• _Work request_: Within the lines below, find those that hold the string "Elem" and copy each one.

• _Study material_:
PR #624, opened 2017-10-24
Update container/v1 API

davidquarles:
This is a prerequisite for a few things I'm working on, and I'm guessing it would be preferable to test/merge this change independently.


danawillow:
Thanks @davidquarles!

Issue #583, opened 2017-10-13
Network Policy addon for container cluster is not implemented


LudovicTOURMAN:
### Terraform Version
terraform : v0.10.7
terraform-provider-google : v1.0.1

### Affected Resource(s)
- google_container_cluster

### Terraform Configuration Files
```hcl
resource "google_container_cluster" "my-cluster" {
 ...
  addons_config {
    network_policy { 
      enabled = true
    }
  }
}
```

### Expected Behavior
Should enable [GPE addon for Network Policy](https://cloud.google.com/container-engine/docs/network-policy)

### Actual Behavior
Throw this error
```
1 error(s) occurred:

* module.k8s-cluster.google_container_cluster.my-cluster: addons_config.0: invalid or unknown key: network_policy
``` 

### Steps to Reproduce
1. Add block below to configuration file
2. Set `terraform apply`

sebglon:
Has described on documentation, Network policy is on BETA on gkE kubernetes 1.7.6
https://cloud.google.com/container-engine/docs/network-policy

But this is released on Kubernetes project.

paddycarver:
This looks like it was merged as part of #630, so I'm going to close it out.

PR #630, opened 2017-10-25
[WIP] Add container cluster network policy addon

sebglon:
Add #583

### DIFF
--- a/google/resource_container_cluster.go
+++ b/google/resource_container_cluster.go
@@ -128,6 +128,22 @@ func resourceContainerCluster() *schema.Resource {
 								},
 							},
 						},
+						"network_policy": {
+							Type:     schema.TypeList,
+							Optional: true,
+							ForceNew: true,
+							MaxItems: 1,
+							Elem: &schema.Resource{
+								Schema: map[string]*schema.Schema{
+									"disabled": {
+										Type:     schema.TypeBool,
+										Default:  true,
+										Optional: true,
+										ForceNew: true,
+									},
+								},
+							},
+						},
 					},
 				},
 			},
@@ -859,6 +875,14 @@ func expandClusterAddonsConfig(configured interface{}) *container.AddonsConfig {
 	if v, ok := config["kubernetes_dashboard"]; ok && len(v.([]interface{})) > 0 {
 		addon := v.([]interface{})[0].(map[string]interface{})
 		ac.KubernetesDashboard = &container.KubernetesDashboard{
+			Disabled:        addon["disabled"].(bool),
+			ForceSendFields: []string{"Disabled"},
+		}
+	}
+
+	if v, ok := config["network_policy"]; ok && len(v.([]interface{})) > 0 {
+		addon := v.([]interface{})[0].(map[string]interface{})
+		ac.NetworkPolicyConfig = &container.NetworkPolicyConfig{
 			Disabled:        addon["disabled"].(bool),
 			ForceSendFields: []string{"Disabled"},
 		}
--- a/google/resource_container_cluster.go
+++ b/google/resource_container_cluster.go
@@ -128,22 +128,6 @@ func resourceContainerCluster() *schema.Resource {
 								},
 							},
 						},
-						"network_policy": {
-							Type:     schema.TypeList,
-							Optional: true,
-							ForceNew: true,
-							MaxItems: 1,
-							Elem: &schema.Resource{
-								Schema: map[string]*schema.Schema{
-									"disabled": {
-										Type:     schema.TypeBool,
-										Default:  true,
-										Optional: true,
-										ForceNew: true,
-									},
-								},
-							},
-						},
 					},
 				},
 			},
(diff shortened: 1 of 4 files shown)


sebglon:
Actualy i open a case on google because with api, on create cluster param networkPolicyConfig disabled=false is not set on created cluster.

danawillow:
Hey @sebglon, I see the `WIP` in the PR description. Do you have anything you're looking to get feedback on with things as they are now?

sebglon:
Actualy, when i set disable NetworkPolicy tu fase, the network policy is not enabled on create.
For that i have open a case on google to understand why.

wmuizelaar:
I just tried to use this, and when I looked at the webinterface of GKE, you it looked like you first need to enable it on the master-node, and then as well on the nodes. So probably there are two places in the API to look for?

sebglon:
After many exchange with google team, i have changed network_policy on addons by the global network_policy.
Now the code only support global network_policy. 
If the value change, it recreate the cluster.

sebglon:
After many exchange with google team, i have changed network_policy on addons by the global network_policy.
Now the code only support global network_policy. 
If the value change, it recreate the cluster.

@danawillow all is good for me. can you review it?

google/resource_container_cluster.go
```diff
@@ -260,6 +260,31 @@ func resourceContainerCluster() *schema.Resource {
...
+				Computed: true,
+				ForceNew: true,
+				MaxItems: 1,
+				Elem: &schema.Resource{
+					Schema: map[string]*schema.Schema{
+						"enabled": {
+							Type:     schema.TypeBool,
+							ForceNew: true,
+							Optional: true,
+							Default:  true,
```
danawillow: Is this actually enabled by default?

google/resource_container_cluster.go
```diff
@@ -260,6 +260,31 @@ func resourceContainerCluster() *schema.Resource {
 				StateFunc: StoreResourceName,
 			},
 
+			"network_policy": {
+				Type:     schema.TypeList,
+				Optional: true,
+				Computed: true,
+				ForceNew: true,
```
danawillow: Since you added update functionality, these doesn't need to be `ForceNew`

google/resource_container_cluster.go
```diff
@@ -886,6 +941,30 @@ func expandMasterAuthorizedNetworksConfig(configured interface{}) *container.Mas
...
+				result.Provider = provider.(string)
+			}
+		}
+	}
+	return result
+}
+
+func flattenNetworkPolicy(c *container.NetworkPolicy) []map[string]interface{} {
+	if c == nil {
+		c = &container.NetworkPolicy{}
```
danawillow: I don't like reassigning pointers this way. Instead, how about something like:
```
result := []map[string]interface{}{}
if c != nil {
  result = append(result, map[string]interface{}{
    "enabled": c.Enabled,
    "provider": c.Provider,
  })
}
return result
```

google/resource_container_cluster_test.go
```diff
@@ -921,6 +961,30 @@ resource "google_container_cluster" "with_master_auth" {
...
+		initial_node_count = 1
+	
+		network_policy {
+			enabled = true
+			provider = "CALICO"
+		}	
+	}`, acctest.RandString(10))
+
+var testAccContainerCluster_updateNetworkPolicyEnabled = fmt.Sprintf(`
+		resource "google_container_cluster" "with_network_policy_enabled" {
```
danawillow: nit: can you indent this block one more to the left to match the previous var?

google/resource_container_cluster_test.go
```diff
@@ -921,6 +961,30 @@ resource "google_container_cluster" "with_master_auth" {
...
+			name = "cluster-test-%s"
```
danawillow: Since this config and the previous one both use random strings as part of the cluster name, this will destroy+recreate the cluster so it's not actually testing update.

google/resource_container_cluster_test.go
```diff
@@ -921,6 +961,30 @@ resource "google_container_cluster" "with_master_auth" {
...
+			zone = "us-central1-a"
+			initial_node_count = 1
+		
+			// remove network_policy is equal than enabled=false
```
danawillow: Instead of this comment, what about renaming the test var to `testAccContainerCluster_removeNetworkPolicy`? Right now it's a bit hard to understand.

sebglon:
@danawillow thanks for your review. All change are made

google/resource_container_cluster.go
```diff
@@ -260,6 +260,30 @@ func resourceContainerCluster() *schema.Resource {
...
+			"network_policy": {
+				Type:     schema.TypeList,
+				Optional: true,
+				Computed: true,
+				MaxItems: 1,
+				Elem: &schema.Resource{
+					Schema: map[string]*schema.Schema{
+						"enabled": {
+							Type:     schema.TypeBool,
+							ForceNew: true,
```
danawillow: I'm confused why you've decided to allow adding/removing the network policy but not changing the values within it. Was that intentional? If so, can you add a comment explaining why?

google/resource_container_cluster_test.go
```diff
@@ -911,7 +949,7 @@ resource "google_container_cluster" "primary" {
 
 var testAccContainerCluster_withMasterAuth = fmt.Sprintf(`
 resource "google_container_cluster" "with_master_auth" {
-	name = "cluster-test-%s"
+	name = "%s"
```
danawillow: I think you changed the wrong test here

google/resource_container_cluster.go
sebglon: sorry @danawillow i don't understand exactly what do you say about 'changing the value".
if you do not put network_policy block, it's the same than disable it.
if you put network_policy block, you can choice to enable or diable it.

sebglon:
@danawillow Can i have a feedback

danawillow:
Just added a few small things, but looks good overall, thanks!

• _Problem solution_:
+							Elem: &schema.Resource{
-							Elem: &schema.Resource{
+				Elem: &schema.Resource{
+				Elem: &schema.Resource{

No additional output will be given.